# Never Summer Heritage



## Grimdog (Oct 13, 2007)

Just looking for some extra opinions on what length I should be looking at in the Never Summer Heritage. I'm 5'9", 190lbs, size 9 boots, been riding since the late 80's. I have a fairly stiff cruiser at 161cm long and a flexy twin at 156cm. From what I've seen, the Heritage is a good all terrain board with a medium flex but still fairly stable at speed. Plus, it has a 3 year warranty.

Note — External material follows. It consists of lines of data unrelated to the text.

PR #1640, opened 2026-08-22
Do not put the error from S3 in the enterprise app API response

np5:
The enterprise app API is the last of the three callers of `download_external_resource` that sent everything boto3 raises to the client in `str(e)`. Those messages can contain the bucket, the key, the region or the state of the credentials. The package API and the data asset API already answer in the correct way, so this makes the three of them the same.

```python
except ValueError as e:
    # ValueError carries operator-facing validation messages
    # (unknown URI scheme, unsupported extension, hash mismatch).
    raise serializers.ValidationError({"package_uri": str(e)})
except Exception:
    # Surface a generic message; the actual exception may carry
    # internal state (boto3 traceback, file paths, …). The full
    # exception is logged server-side for diagnosis.
    logger.exception("Could not download or validate enterprise app from %s", package_uri)
    raise serializers.ValidationError(
        {"package_uri": "Could not download or validate the enterprise app."}
    )
```

`read_package_info` runs in the same `try`, and it raises a `ValueError` for its own message about the file extension. That message still reaches the client. The tests that check the messages about the URI scheme, the file extension and the hash do not change.

### The test

The test used a `ValueError` for the error from S3, but no error from boto3 is a `ValueError`, so it did not exercise the branch it looked like it exercised. It raises a plain exception now, and it makes sure that:

- the client gets the generic message,
- `HeadObject` is not in the body of the answer,
- the message from S3 is in the log.

### Tests

The full test suite, as CI does it: **7977 tests, OK**. All the added lines in `zentral/` have test coverage: 11 added lines, and 0 lines without coverage.

### DIFF
--- a/CHANGELOG.md
+++ b/CHANGELOG.md
@@ -57,7 +57,7 @@ The MDM data asset API accepts only XML property lists now, like the upload form
 
 A malformed base 64 source on the MDM profile and provisioning profile API endpoints gives a 400 now, and not a 500.
 
-The MDM data asset API gives a generic message when it cannot download the file now, like the package API already did. The message of an error from S3 can contain the bucket, the key, the region or the state of the credentials. Zentral writes it to its logs instead. The messages about the file extension, the URI scheme and the hash are unchanged.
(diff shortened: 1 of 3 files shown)


soysauceconspiracy (approved):
LGTM

PR #1642, opened 2026-08-23
Publish audit events from the Osquery management views

np5:
Osquery was the last large module with no `zentral_audit` event. Creating, updating or deleting a configuration, a pack, a query, an automatic table construction, a file category, an enrollment or a distributed query run from the web console left no record. No test in the module asserted a single event.

The Zentral Terraform provider manages seven of these objects: the automatic table constructions, the configurations, the configuration packs, the enrollments, the file categories, the packs and the queries. They are managed as code, so the event that earns its place is the one for a change that did not come from the Terraform configuration. Distributed query runs are the exception, and section *Decisions* explains why they are audited too.

This is the first of four changes. It covers the models and the management views. The API views, the standard pack import and the missing endpoint for the runs come later.

## Commits

**1. `inventory:` put the version and the update time in the enrollment event payload**

`BaseEnrollment.serialize_for_event()` left the version out, so the audit event of a version bump showed the same value before and after: an event that recorded no change. The Turbo view that only increases the version published one of those on every use. The fix is in the base method, so the five enrollments built on `BaseEnrollment` — Monolith, Munki, Osquery, Santa and Turbo — report the change the same way.

The `enrollment` attribute of the `turbo_request` and `turbo_result` events does not change: the Turbo enrollment answers `keys_only` requests before it calls the base method. The MDM enrollments are separate models.

**2. `osquery:` fix the query payload of the events**

`Query.serialize_for_event()` wrote the version of the query under the `version` key, then replaced it with the minimum Osquery version when the query had one. The two values are unrelated. A consumer of the `osquery_pack_query_update` events read the wrong number for every query that restricts its Osquery version. The payload also had no `pk`, no `name`, no tag and no compliance check, so an event could not name the query that changed.

**3. `osquery:` publish audit events from the management views**

Twenty-four views move to the `CreateViewWithAudit` / `UpdateViewWithAudit` / `DeleteViewWithAudit` bases. The two enrollment views that drive two forms or implement `post()` themselves call `post_audit_event()`. Five models had no `serialize_for_event()` at all, and `AuditEvent.build()` calls it with no fallback, so they come first.

## Two defects found while the events were connected

**"Halt current runs" ended other runs with no record.** The option is on by default. It closed every other active run of the query with a queryset update: no `save()`, no signal, no instance, and so no event from a view that only knows its own object. Creating one run stopped three others and the trail recorded one change. `DistributedQuery.objects.halt_for_query()` reads the rows before the update and reports them, so each stopped run gets its own event.

**`QueryForm` put a database expression in the payload.** It increases the version with an `F()` expression when the SQL changes, and never refreshed the instance. `sync_query_compliance_check()` refreshes it, but only when the compliance check is on, so every other update carried a `CombinedExpression` where a number belongs.

## Decisions

Distributed query runs are audited although the Terraform provider does not manage them. A run executes operator SQL on the machines, which is the most audit-worthy action in the module. The `osquery_distributed_query` resource does not exist, and this change does not ask for one: a run is an action, and not a declared state.

Two effects of a change stay silent, and the documentation says so: a configuration change increases the version of each of its enrollments, and a pack query change sets the update time of its pack. They are consequences of a change that already has an event. Stopping a run is different — it changes another object that the operator did not name — so it gets its own event.

The pack upload view keeps the `osquery_pack_update` events for now. It goes through `update_or_create_pack`, which needs its own change.

## Tests

7977 tests pass. Patch coverage is 100%, verified line by line against the diff. Each of the three commits passes the full suite on its own.

### DIFF
--- a/CHANGELOG.md
+++ b/CHANGELOG.md
@@ -23,6 +23,11 @@ The enrolled machine and sync state metrics are bucketed by the age of the last 
 ### Backward incompatibilities
 
 
+#### 🧨 Osquery query payload in events
+
+The `version` attribute of an Osquery query in an event payload is the version of the query again. It was the minimum Osquery version of the query, which replaced the query version when the query had one. The minimum Osquery version has its own `minimum_osquery_version` attribute now. The query payload also has the `pk`, `name` and `tag` attributes, and the compliance check of the query. This payload is a part of the `osquery_pack_query_update` events.
+
+
 #### 🧨 Santa enrolled machines metrics
 
 `zentral_santa_enrolled_machines_total` and `zentral_santa_enrolled_machines_sync_total` are replaced by `zentral_santa_enrolled_machines_bucket` and `zentral_santa_enrolled_machines_sync_bucket`, which have an `le` label. The `le="+Inf"` bucket gives the value of the two removed gauges: in a dashboard or an alert, change the metric name and select that bucket. A query that sums the buckets counts each machine seven times.
--- a/CHANGELOG.md
+++ b/CHANGELOG.md
@@ -11,6 +11,13 @@ A data asset can be created and updated with its content in the request now, bas
 The `file_uri` and `file_sha256` attributes of the data asset endpoints are not required fields anymore. A request without `file_uri` and without `source` gives one error for the two of them, and not one "This field is required." for each attribute.
 
 
+#### Osquery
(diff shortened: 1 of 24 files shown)


soysauceconspiracy (approved):
LGTM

Again, I'm just looking for a second opinion form anyone who may have experience with this board on whether I should be looking at the 158cm or the 160cm or even if it is going to serve my purpose of being a good all terrain board.


----------



## Guest (Nov 18, 2007)

Grimdog said:


> Just looking for some extra opinions on what length I should be looking at in the Never Summer Heritage. I'm 5'9", 190lbs, size 9 boots, been riding since the late 80's. I have a fairly stiff cruiser at 161cm long and a flexy twin at 156cm. From what I've seen, the Heritage is a good all terrain board with a medium flex but still fairly stable at speed. Plus, it has a 3 year warranty. Again, I'm just looking for a second opinion form anyone who may have experience with this board on whether I should be looking at the 158cm or the 160cm or even if it is going to serve my purpose of being a good all terrain board.


Grimdog I just bought a 162cm Heritage I'm 5'10" 180-190 i prefer my boards a little bit longer for all-mountain though... I'll let you know when I finally get it out on the slopes on exactly how perfect it is for what.


----------